§ **Directions for this task**:
Which lines of the records contain "description"? Collect every one of them.

§ **Information given**:
PR #5092, opened 2024-02-20
HIVE-28083: Enable HMS client cache and HMS query cache for Explain p…

soumyakanti3578:
…lans

Enable HMS caches for explain plans.

We use explain plans to measure compilation time sometimes.

No

No

Ran
`mvn test -Dtest=TestTezTPCDS30TBPerfCliDriver -Dtest.output.overwrite=true -Dqfile=cbo_query1.q`
and checked the logs to confirm that the Cache was getting used.

### DIFF
--- a/data/conf/perf/tpcds30tb/tez/hive-site.xml
+++ b/data/conf/perf/tpcds30tb/tez/hive-site.xml
@@ -18,6 +18,10 @@
 -->
 <configuration>
     <property>
+        <name>hive.metastore.client.cache.v2.recordStats</name>
+        <value>true</value>
+    </property>
+    <property>
         <name>hive.in.test</name>
         <value>true</value>
         <description>Internal marker for test. Used for masking env-dependent values</description>
--- a/data/conf/perf/tpcds30tb/tez/hive-site.xml
+++ b/data/conf/perf/tpcds30tb/tez/hive-site.xml
@@ -18,10 +18,6 @@
 -->
 <configuration>
     <property>
-        <name>hive.metastore.client.cache.v2.recordStats</name>
-        <value>true</value>
-    </property>
-    <property>
         <name>hive.in.test</name>
         <value>true</value>
         <description>Internal marker for test. Used for masking env-dependent values</description>
--- a/ql/src/java/org/apache/hadoop/hive/ql/metadata/HiveMetaStoreClientWithLocalCache.java
+++ b/ql/src/java/org/apache/hadoop/hive/ql/metadata/HiveMetaStoreClientWithLocalCache.java
@@ -61,7 +61,6 @@ import org.apache.hadoop.hive.metastore.api.TableStatsResult;
 import org.apache.hadoop.hive.metastore.api.TableValidWriteIds;
 import org.apache.hadoop.hive.metastore.api.UniqueConstraintsRequest;
 import org.apache.hadoop.hive.metastore.api.UniqueConstraintsResponse;
-import org.apache.hadoop.hive.metastore.conf.MetastoreConf;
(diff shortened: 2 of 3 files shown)


ql/src/java/org/apache/hadoop/hive/ql/metadata/HiveMetaStoreClientWithLocalCache.java
```diff
@@ -61,7 +61,6 @@
 import org.apache.hadoop.hive.metastore.api.TableValidWriteIds;
 import org.apache.hadoop.hive.metastore.api.UniqueConstraintsRequest;
 import org.apache.hadoop.hive.metastore.api.UniqueConstraintsResponse;
-import org.apache.hadoop.hive.metastore.conf.MetastoreConf;
```
jfsii, line 64: Is this diff required?

ql/src/java/org/apache/hadoop/hive/ql/parse/ExplainSemanticAnalyzer.java
```diff
@@ -282,4 +282,11 @@ public boolean skipAuthorization() {
     }
     return super.skipAuthorization();
   }
+
```
jfsii, line 285: Does anything in the EXPLAIN output show if it is using cached metadata or not? If so, could we write a Q file test that ensures this continues to work?

ql/src/java/org/apache/hadoop/hive/ql/metadata/HiveMetaStoreClientWithLocalCache.java
soumyakanti3578: Since `HiveMetaStoreClientWithLocalCache.java` is in HS2, I thought I might as well clean this up and use `HiveConf` instead of `MetastoreConf`. Let me know if this doesn't make a lot of sense, and I can revert it.

data/conf/perf/tpcds30tb/tez/hive-site.xml
```diff
@@ -17,6 +17,10 @@
    limitations under the License.
 -->
 <configuration>
+    <property>
```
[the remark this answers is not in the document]
soumyakanti3578: This is not strictly required. Adding this property enables logging whenever the cache is used. I can remove this.

ql/src/java/org/apache/hadoop/hive/ql/parse/ExplainSemanticAnalyzer.java
jfsii: Looking at the history of "HIVE_OPTIMIZE_HMS_QUERY_CACHE_ENABLED", I am not sure if there is a way to detect currently if a query's metadata is being served from the cache besides looking at the log file (and I would consider this outside of the scope of this PR but others might have differing opinion), so it likely would be difficult to do this via a qtest

ql/src/java/org/apache/hadoop/hive/ql/metadata/HiveMetaStoreClientWithLocalCache.java
soumyakanti3578: This file was moved from `metastore-common` to `ql` in https://github.com/apache/hive/commit/f15de94c617c4566c87293479463cd90437beed5#diff-011304448070f76deed9090288839d16ee84ded1fb575a324f11a31bc6bab1e7, 
so I think it makes sense to use `HiveConf` instead of `MetastoreConf`

zabetak (approved):
LGTM! Will merge soon.

PR #5097, opened 2024-02-24
HIVE-28090: Correct desc of `hive.metastore.disallow.incompatible.col.type.changes` of `HiveConf.java`

zzzzming95:

correct desc of `hive.metastore.disallow.incompatible.col.type.changes`,  In fact the default value is true.

no

no need test


zhangbutao (approved):
LGTM +1

PR #5098, opened 2024-02-24
HIVE-28091: Remove invalid long datatype in ColumnStatsUpdateTask

zhangbutao:

Remove invalid long datatype in ColumnStatsUpdateTask::constructColumnStatsFromInput

IMO, Hive column does not support long data type. We should remove the incorrect data type in ColumnStatsUpdateTask.
https://github.com/apache/hive/blob/a348e5d86adc611e4f72d386815a21a96b667ab4/ql/src/java/org/apache/hadoop/hive/ql/exec/ColumnStatsUpdateTask.java#L104-L106

In addition, the column stats related code blocks should be consistent with code in StatObjectConverter.java, which also does not have long type.

https://github.com/apache/hive/blob/a348e5d86adc611e4f72d386815a21a96b667ab4/standalone-metastore/metastore-server/src/main/java/org/apache/hadoop/hive/metastore/StatObjectConverter.java#L378-L379

No

No

Existing UTs

### DIFF
--- a/ql/src/java/org/apache/hadoop/hive/ql/exec/ColumnStatsUpdateTask.java
+++ b/ql/src/java/org/apache/hadoop/hive/ql/exec/ColumnStatsUpdateTask.java
@@ -102,8 +102,7 @@ public class ColumnStatsUpdateTask extends Task<ColumnStatsUpdateWork> {
 
     ColumnStatisticsData statsData = new ColumnStatisticsData();
 
-    if (columnType.equalsIgnoreCase("long")
-        || columnType.equalsIgnoreCase(serdeConstants.TINYINT_TYPE_NAME)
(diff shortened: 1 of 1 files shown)


deniskuzZ:
@zhangbutao , could we extract this check logic into some method to be consistent in multiple places where this check is used?

zhangbutao:
> @zhangbutao , could we extract this check logic into some method to be consistent in multiple places where this check is used?

It seems that it is not easy to extract this check logic.  `ColumnStatsUpdateTask::constructColumnStatsFromInput` is used for **update/write** table/partition stats, and `StatObjectConverter::getTableColumnStatisticsObj` is used for **get/read** table/partition stats. The two method has some different check & one is in `hive-exec` and another is in `standalone-metastore`.

deniskuzZ (approved):
+1

PR #5099, opened 2024-02-24
HIVE-28092: Clean up invalid exception thrown in MetaStoreClient

zhangbutao:

Clean up invalid exception thrown in MetaStoreClient

Lots of invalid exception were added in hms client methods, and this make the codes look like more redundant.
We can remove these invalid exception from method signature.

No

No

Existing UTs


deniskuzZ (approved):
LGTM. pending tests

PR #5100, opened 2024-02-25
HIVE-27850: Iceberg: Addendum 2: Set runAs user in CompactionInfo.

difin:

Setting CompactionInfo.runAs in Iceberg Compaction Service.

Without runAs set, execution fails during compilation phase on access authorization in internal environments. 
Besides that, if runAs is not set and Iceberg compaction throws any exception, without this fix there will be also another exception thrown in the catch block here:
https://github.com/apache/hive/blob/a348e5d86adc611e4f72d386815a21a96b667ab4/ql/src/java/org/apache/hadoop/hive/ql/txn/compactor/Worker.java#L258

No

No

Testing with dev jars on local dev env and precommit tests.


deniskuzZ (approved):
LGTM +1

PR #5104, opened 2024-02-28
HIVE-28096: Fix the mismatched function names in HMSHandler audit log

wecharyu:
Normalize the `startFunction()` and `endFunction()` calls in `HMSHandler`:
1. Fix the mismatched function name.
2. Add the missed `startFunction()` or endFunction() calls.
3. Unify the function name, remove the `.(dot)` or additional suffix empty chars in some function names.

The mismatched function names would cause the counter and api cost metrics wrong.

No.

No.

Deploy and test the metrics.

### DIFF
--- a/standalone-metastore/metastore-server/src/main/java/org/apache/hadoop/hive/metastore/HMSHandler.java
+++ b/standalone-metastore/metastore-server/src/main/java/org/apache/hadoop/hive/metastore/HMSHandler.java
@@ -984,7 +984,7 @@ public class HMSHandler extends FacebookBase implements IHMSHandler {
 
   @Override
   public void alter_catalog(AlterCatalogRequest rqst) throws TException {
-    startFunction("alter_catalog " + rqst.getName());
+    startFunction("alter_catalog", ": " + rqst.getName());
     boolean success = false;
     Exception ex = null;
     RawStore ms = getMS();
@@ -1058,7 +1058,7 @@ public class HMSHandler extends FacebookBase implements IHMSHandler {
       ex = e;
       throw e;
     } finally {
-      endFunction("get_catalog", ret != null, ex);
+      endFunction("get_catalogs", ret != null, ex);
     }
     return new GetCatalogsResponse(ret == null ? Collections.emptyList() : ret);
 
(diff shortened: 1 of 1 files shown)


standalone-metastore/metastore-server/src/main/java/org/apache/hadoop/hive/metastore/HMSHandler.java
```diff
@@ -1058,7 +1058,7 @@ public GetCatalogsResponse get_catalogs() throws MetaException {
       ex = e;
       throw e;
     } finally {
-      endFunction("get_catalog", ret != null, ex);
+      endFunction("get_catalogs", ret != null, ex);
```
zratkai, line 1061: This should be "alter_catalog" .

standalone-metastore/metastore-server/src/main/java/org/apache/hadoop/hive/metastore/HMSHandler.java
```diff
@@ -4392,19 +4392,17 @@ private List<Partition> createPartitionFolders(final List<Partition> partitionsT
...
     String catName = request.isSetCatName() ? request.getCatName() : getDefaultCatalog(conf);
     String dbName = request.getDbName();
     String tblName = request.getTblName();
     startTableFunction("add_partitions_req", catName, dbName, tblName);
 
+    AddPartitionsResult result = new AddPartitionsResult();
     Exception ex = null;
     try {
+      if (request.getParts().isEmpty()) {
+        return result;
```
zratkai, line 4404: This is not covered in the topic of thic PR: " Fix the mismatched function names".
Why do we need this here?

zratkai (commented):
Please review my finding.

standalone-metastore/metastore-server/src/main/java/org/apache/hadoop/hive/metastore/HMSHandler.java
wecharyu: If we do not move this code into try clause, the `endFunction()` calls would be missed.

PR #5106, opened 2024-02-29
HIVE-28098: Fails to copy empty column statistics of materialized CTE

okumin:

Makes the stats population more defensive.
https://issues.apache.org/jira/browse/HIVE-28098

The current implementation fails when column stats are missing.

No, it doesn't.

No.

I added various test cases to cte_mat_11.q.

### DIFF
--- a/ql/src/java/org/apache/hadoop/hive/ql/parse/SemanticAnalyzer.java
+++ b/ql/src/java/org/apache/hadoop/hive/ql/parse/SemanticAnalyzer.java
@@ -1600,26 +1600,35 @@ public class SemanticAnalyzer extends BaseSemanticAnalyzer {
     LOG.info("{} will be materialized into {}", cteName, location);
     cte.source = analyzer;
 
-    ctx.addMaterializedTable(cteName, table, getMaterializedTableStats(analyzer.getSinkOp(), table));
+    ctx.addMaterializedTable(cteName, table, getMaterializedTableStats(analyzer.getSinkOp()));
 
     return table;
   }
 
-  static Statistics getMaterializedTableStats(Operator<?> sinkOp, Table table) {
+  protected Statistics getMaterializedTableStats(Operator<?> sinkOp) {
     final Statistics tableStats = sinkOp.getStatistics().clone();
-    final List<ColStatistics> sourceColStatsList = tableStats.getColumnStats();
-    final List<String> colNames = table.getCols().stream().map(FieldSchema::getName).collect(Collectors.toList());
-    if (sourceColStatsList.size() != colNames.size()) {
-      throw new IllegalStateException(String.format(
-          "The size of col stats must be equal to that of schema. Stats = %s, Schema = %s",
-          sourceColStatsList, colNames));
+    if (tableStats.getColumnStatsState() == Statistics.State.NONE || sinkOp.getNumParent() == 0) {
+      return tableStats;
     }
-    final List<ColStatistics> colStatsList = new ArrayList<>(sourceColStatsList.size());
-    for (int i = 0; i < sourceColStatsList.size(); i++) {
-      final ColStatistics colStats = sourceColStatsList.get(i);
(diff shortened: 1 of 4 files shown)


ql/src/java/org/apache/hadoop/hive/ql/parse/SemanticAnalyzer.java
```diff
@@ -1600,26 +1600,35 @@ Table materializeCTE(String cteName, CTEClause cte) throws HiveException {
...
-          sourceColStatsList, colNames));
-    }
-    final List<ColStatistics> colStatsList = new ArrayList<>(sourceColStatsList.size());
-    for (int i = 0; i < sourceColStatsList.size(); i++) {
-      final ColStatistics colStats = sourceColStatsList.get(i);
-      // FileSinkOperator stores column stats with internal names such as "_col1"
-      colStats.setColumnName(colNames.get(i));
-      colStatsList.add(colStats);
+    if (tableStats.getColumnStatsState() == Statistics.State.NONE || sinkOp.getNumParent() == 0) {
+      return tableStats;
```
okumin, line 1611: This is the main change.

ql/src/java/org/apache/hadoop/hive/ql/parse/SemanticAnalyzer.java
```diff
@@ -1600,26 +1600,35 @@ Table materializeCTE(String cteName, CTEClause cte) throws HiveException {
...
+    }
+
+    final List<String> parentColumnNames = sinkOp.getParentOperators().get(0).getSchema().getColumnNames();
```
okumin, line 1614: While I was debugging with a remote debugger, I found the order of `Statistics#getColumnStats` is non-deterministic as the underlying data structure is HashMap. That's why I modified how to map column names.
- https://github.com/apache/hive/blob/rel/release-4.0.0-beta-1/ql/src/java/org/apache/hadoop/hive/ql/plan/Statistics.java#L327C33-L327C44
- https://github.com/apache/hive/blob/rel/release-4.0.0-beta-1/ql/src/java/org/apache/hadoop/hive/ql/plan/Statistics.java#L211

okumin:
@kasakrisz I found the cases where HIVE-28080 doesn't work well in some complex patterns. Could you take a look when you have a chance?

ql/src/java/org/apache/hadoop/hive/ql/parse/SemanticAnalyzer.java
```diff
@@ -1600,26 +1600,35 @@ Table materializeCTE(String cteName, CTEClause cte) throws HiveException {
...
+      return tableStats;
+    }
+    final Map<String, String> mapping = new HashMap<>(parentColumnNames.size());
+    for (int i = 0; i < parentColumnNames.size(); i++) {
+      mapping.put(parentColumnNames.get(i), childColumnNames.get(i));
+    }
+
+    final List<ColStatistics> colStatsList = tableStats.getColumnStats();
+    for (ColStatistics colStats : colStatsList) {
+      if (mapping.containsKey(colStats.getColumnName())) {
```
kasakrisz, line 1629: Is it possible that we have a column statistic about a non existent column?
Maybe we should throw an exception or log it.

okumin: As far as I know, no, it isn't. The current implementation is a little defensive because there are countless methods which copy or mutate Statistics and it is unrealistic to verify all of them are correctly implemented.
I will add logging when we find unexpected states. Just a moment

okumin: I added a logging.
https://github.com/apache/hive/pull/5106/commits/111bcdf6e50b29ff1967c0a6e9a512dcf261c366

kasakrisz (approved):

PR #5112, opened 2024-03-02
HIVE-28099: Fix logging in HMS benchmarks

InvisibleProgrammer:
The logging is completely broken in HMS benchmarks. When we create a Log entry, it only outputs a format pattern string instead of the log message. 

Example output:

`%d [%thread] %-5level %logger - %msg`

TxnHandler refactor introduced Spring and it seems spring logging causes the issue. There are two changes in the PR: 
- exclude spring-jcl (https://stackoverflow.com/questions/50176843/log42-xml-is-not-picked-up-when-running-jmh-benchmark-from-test-directory)
- move from assembly to shading plugin to be able to run log4j2CacheTransformer (https://stackoverflow.com/questions/25065580/log4j2-custom-plugins-annotation-processing-with-maven-assembly-plugin)

I want to do some metastore performance benchmarks. It is pretty hard to do that without logging.

No

No

Manually test: `java    -jar ./target/hmsbench.jar -H localhost --savedata /tmp/benchdata --sanitize -N 100 -N 1000 -o bench_results_direct.csv -C -d testbench_http --params=100 -M "TestGetValidWriteIds" --runMode ACID`

### DIFF
--- a/standalone-metastore/metastore-tools/metastore-benchmarks/pom.xml
+++ b/standalone-metastore/metastore-tools/metastore-benchmarks/pom.xml
@@ -68,10 +68,10 @@
           <groupId>io.netty</groupId>
           <artifactId>*</artifactId>
         </exclusion>
-          <exclusion>
-            <groupId>org.springframework</groupId>
-            <artifactId>spring-jcl</artifactId>
-          </exclusion>
+        <exclusion>
+          <groupId>org.springframework</groupId>
+          <artifactId>spring-jcl</artifactId>
+        </exclusion>
       </exclusions>
     </dependency>
     <dependency>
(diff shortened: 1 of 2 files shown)


zratkai:
LGTM.

standalone-metastore/metastore-tools/metastore-benchmarks/pom.xml
```diff
@@ -139,30 +143,46 @@
...
+                      </excludes>
+                    </filter>
+                  </filters>
+                </configuration>
               </execution>
             </executions>
+            <dependencies>
+              <dependency>
+                <groupId>com.github.edwgiz</groupId>
+                <artifactId>maven-shade-plugin.log4j2-cachefile-transformer</artifactId>
```
abstractdog, line 182: this is told to be part of official apache log4j2 instead of com.github.edwgiz, according to readme here: https://github.com/edwgiz/maven-shaded-log4j-transformer?tab=readme-ov-file
can we move to that?

abstractdog (approved):

PR #137, opened 2023-01-22
nvim-lsp: Put LSP settings options in their own namespaces

### LINKED ISSUE #135: error: stack overflow (possible infinite recursion)
After upgrading the nixvim flake I get the following error during `nixos-rebuild build` 
```
"locked": {
        "lastModified": 1674327176,
        "narHash": "sha256-q+HpspHrO5XZnMShBJdLHjHVsCoaWN/Tis7OzRwaF3w=",
        "lastModified": 1674160777,
        "narHash": "sha256-ozE4FVz+UB+5pTiNjhYanS/y52lwXhv8mWzAugbIHak=",
        "owner": "pta2002",
        "repo": "nixvim",
        "rev": "23327700e2a16a3434920d26cb61d90b48478fe7",
        "rev": "d2f714c40ec9bcb20f91a8124f33c81f0576bb68",
        "type": "github"
      },
```
The second one works, the first gives the error.

`error: stack overflow (possible infinite recursion)`

traxys:
Those two options don't control the server settings, and trying to add them in a settings object can result in strange (and broken) behaviour.

Fixes #135

### DIFF
--- a/plugins/nvim-lsp/basic-servers.nix
+++ b/plugins/nvim-lsp/basic-servers.nix
@@ -23,7 +23,7 @@ let
       name = "dartls";
       description = "Enable dart language-server, for dart";
       package = pkgs.dart;
-      extraOptions = {
+      settingsOptions = {
         analysisExcludedFolders = mkOption {
           type = types.nullOr (types.listOf types.str);
           default = null;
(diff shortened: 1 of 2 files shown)


Alexnortung:
Honestly, I do not think this is the correct way to resolve the problem, since we limit the options of each module. I know that `enable` and `package` are uncommon options, but they might still be used. The problem seems to arise from how the settings are used in the `basic-servers.nix` file.

I think a better way would be to make what you did a helper function and that could be used for each server that needs it.

traxys:
`package` and `enable` would never really be possible because the options are flat, you would need to nest them some way (as the enable and package options are already defined).

We could nest everything in a set named `settings` and that would avoid any possible conflict.

pta2002 (approved):

PR #140, opened 2023-01-23
plugins: Add nvim-colorizer

GaetanLepage:
Add the support for plugin [nvim-colorizer](https://github.com/NvChad/nvim-colorizer.lua).

### DIFF
--- a/plugins/utils/nvim-colorizer.nix
+++ b/plugins/utils/nvim-colorizer.nix
@@ -1,0 +1,161 @@
+{ pkgs, config, lib, ... }:
+with lib;
+let
+
+  cfg = config.plugins.nvim-colorizer;
+  helpers = import ../helpers.nix { inherit lib; };
+
+  colorizer-options = {
+    RGB = mkOption {
+      description = "#RGB hex codes";
+      type = types.nullOr types.bool;
+      default = null;
+    };
+    RRGGBB = mkOption {
+      description = "#RRGGBB hex codes";
+      type = types.nullOr types.bool;
+      default = null;
+    };
+    names = mkOption {
+      description = "\"Name\" codes like Blue or blue";
+      type = types.nullOr types.bool;
+      default = null;
+    };
+    RRGGBBAA = mkOption {
+      description = "#RRGGBBAA hex codes";
+      type = types.nullOr types.bool;
+      default = null;
+    };
+    AARRGGBB = mkOption {
+      description = "0xAARRGGBB hex codes";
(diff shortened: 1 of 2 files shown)


plugins/utils/nvim-colorizer.nix
```diff
@@ -0,0 +1,166 @@
...
+            parsers = mkOption {
+              type = types.nullOr types.attrs;
+              default = null;
+            };
+          };
+        }
+      );
+      default = null;
+    };
+    virtualtext = mkOption {
```
pta2002, line 87: mind adding a description here (and for the other ones in the sass colors)? Now with the work on the new doc site I wanted to make sure all of the options are properly documented

plugins/utils/nvim-colorizer.nix
```diff
@@ -0,0 +1,166 @@
...
+        ]
+      );
+      default = null;
+    };
+    sass = mkOption {
+      description = "Enable sass colors";
+      type = types.nullOr (
+        types.submodule {
+          options = {
+            enabled = mkOption {
```
pta2002, line 74: This does not really need to be a submodule, can just do `sass.enabled` and `sass.parsers`, etc. (also, any reason it's named `enabled` instead of `enable` like the rest of the nix options?

plugins/utils/nvim-colorizer.nix
```diff
@@ -0,0 +1,166 @@
...
+                };
+              } // colorizer-options;
+            })
+          ])
+        );
+        default = null;
+      };
+
+      userDefaultOptions = mkOption {
+        description = "Defaults options";
```
pta2002, line 124: Think there's a typo here, shouldn't it be "Default options"?

pta2002 (changes requested):
Looks fine in general, just some minor things to fix up

plugins/utils/nvim-colorizer.nix
GaetanLepage: Done :)

plugins/utils/nvim-colorizer.nix
GaetanLepage: Indeed, fixed.

plugins/utils/nvim-colorizer.nix
GaetanLepage: I changed it. Tell me if it is what you were thinking about :)

pta2002: yep!

pta2002 (approved):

§ **Solution for this task**:
         <description>Internal marker for test. Used for masking env-dependent values</description>
         <description>Internal marker for test. Used for masking env-dependent values</description>
       description = "Enable dart language-server, for dart";
+      description = "#RGB hex codes";
+      description = "#RRGGBB hex codes";
+      description = "\"Name\" codes like Blue or blue";
+      description = "#RRGGBBAA hex codes";
+      description = "0xAARRGGBB hex codes";
pta2002, line 87: mind adding a description here (and for the other ones in the sass colors)? Now with the work on the new doc site I wanted to make sure all of the options are properly documented
+      description = "Enable sass colors";
+        description = "Defaults options";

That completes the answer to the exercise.